Im Grunde hatte ich als BGM fette, heroische Musik im Sandalenfilmformat erwartet. Aber auch hier hält man sich klug zurück und beschränkt sich auf filigrane, leise Töne, die relativ sparsam eingesetzt werden. Anderswo hat man sich nicht so vornehm zurückgehalten und man behelligt den Zuschauer gegen Ende des Films mit dramaturgischer Schonkost, namentlich bei der großartigen, epischen Landschaft, die vor allem großartig unglaubwürdig und weltfremd daher kommt. Oder glaubt einer ernstlich, man hätte damals kilometerweise solche Straßen in den Fels gehauen, noch dazu mit Abzweigungen?

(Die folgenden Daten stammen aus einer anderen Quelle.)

PR #932, opened 2015-10-08
Remove legacy CSRF protection for approve page

### LINKED ISSUE #931: Approval fails with CSRF token error
Approving a new application (e.g. simple-web-app) in version 1.2.1 fails with a CSRF token error:
```
DEBUG: org.springframework.security.web.csrf.CsrfFilter - Invalid CSRF token found for http://localhost:8080/openid-connect-server-webapp/authorize]
```

This is caused by `approve.jsp` relying on 'proprietary' CSRF protection, even though the Spring Security filter is active on the `/authorize` endpoint.

praseodym:
Instead, we rely on the Spring Security CSRF protection, like we already do for the login page. Additionally, we remove the authentication check in`isApproved`, because this is already done by Spring Security (and if not, we have bigger problems to worry about).

Resolves #931.

Because this issue impacts core behaviour, I'd think this would be sufficient reason for a release of 1.2.2.

### DIFF
--- a/openid-connect-server/src/main/java/org/mitre/openid/connect/request/ConnectRequestParameters.java
+++ b/openid-connect-server/src/main/java/org/mitre/openid/connect/request/ConnectRequestParameters.java
@@ -38,7 +38,6 @@ public interface ConnectRequestParameters {
 	public String PROMPT_SEPARATOR = " ";
 
 	// extensions
-	public String CSRF = "csrf";
 	public String APPROVED_SITE = "approved_site";
 
 	// responses
--- a/openid-connect-server-webapp/src/main/webapp/WEB-INF/views/approve.jsp
+++ b/openid-connect-server-webapp/src/main/webapp/WEB-INF/views/approve.jsp
@@ -260,8 +260,8 @@
 				</h3>
                 <spring:message code="approve.label.authorize" var="authorize_label"/>
                 <spring:message code="approve.label.deny" var="deny_label"/>
-				<input id="user_oauth_approval" name="user_oauth_approval" value="true" type="hidden" /> 
-				<input name="csrf" value="${ csrf }" type="hidden" />
+				<input id="user_oauth_approval" name="user_oauth_approval" value="true" type="hidden" />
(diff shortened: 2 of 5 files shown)


openid-connect-server/src/main/java/org/mitre/openid/connect/request/ConnectRequestParameters.java
```diff
@@ -18,31 +18,30 @@
...
 	// extensions
-	public String CSRF = "csrf";
-	public String APPROVED_SITE = "approved_site";
+	String APPROVED_SITE = "approved_site";
 
 	// responses
-	public String ERROR = "error";
-	public String LOGIN_REQUIRED = "login_required";
+	String ERROR = "error";
+	String LOGIN_REQUIRED = "login_required";
```
praseodym: The `public` modifiers here were removed by IntelliJ IDEA. According to the [JLS (§9.4)](https://docs.oracle.com/javase/specs/jls/se8/html/jls-9.html#jls-9.4),
> Every method declaration in the body of an interface is implicitly public (§6.6). It is permitted, but discouraged as a matter of style, to redundantly specify the public modifier for a method declaration in an interface.

jricher:
Please revert the removal of "public" from the interface definition as this makes it inconsistent with the rest of the project's style. I'm aware of that style suggestion but it is not applied here. 

Thanks.

praseodym:
Done.

sdoxsee:
Was tripped up by this for the last day :P

This fix sounds great. Would it be possible to merge this and re-release @jricher ? I can't get 1.2.1 working without manually doing all this in my overlay project. Thanks @praseodym!

sdoxsee:
actually, I'm not in production with this yet so I can get around with other testing for now by taking away the csrf protection in user-context.xml for now.

jricher:
Thanks! I can possibly do the pull and release next week. I was having trouble with the integration test environment just before the last release which is how it slipped by. Oops.

sdoxsee:
Thanks for being all over this! Overlay updated with 1.2.2. Cheers!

Weil – wie erwähnt – auch hier die dramaturgischen Gäule mit dem Studio durchgegangen sind, kommt es zu ganz unglaublichen Szenen, die sicherlich auch den ein oder anderen Actionfreund begeistern können. Also, ich mein' – schon mal Rambo II [WP] gesehen? Damit dürfte also klar sein, wie sich ein richtiger Mann selbst verarztet oder sich später seiner Fesseln entledigt. Daß dann am Ende ziemlich "Deus ex machina"-mäßig und wortwörtlich "des Königs reitender Bote kommt" [Brecht: Dreigroschenoper], fällt da schon gar nicht mehr ins Gewicht. In dieser Phase, wo die Eingriffe der Vorsehung immer abstruser geraten und die Handlungslogik allgemein größere Aussetzer hat, ist es eh schon egal, und außerdem kann man das durchaus auch als ironisches Zitat verstehen.

Fazit:
Feiner Film. Hat Spaß gemacht, gerade weil man sich auch um Kleinigkeiten bemüht und nicht nur einfach irgendwas hingeschlunzt hat. Besser als »Hermes«



PS: Und falls wider Erwarten doch jemand einen Link zu Schillers Text braucht: hier gibt's die Version von 1804 auf gutenberg.org.
Beitrag wurde zuletzt am 08.04.2024 19:20 geändert.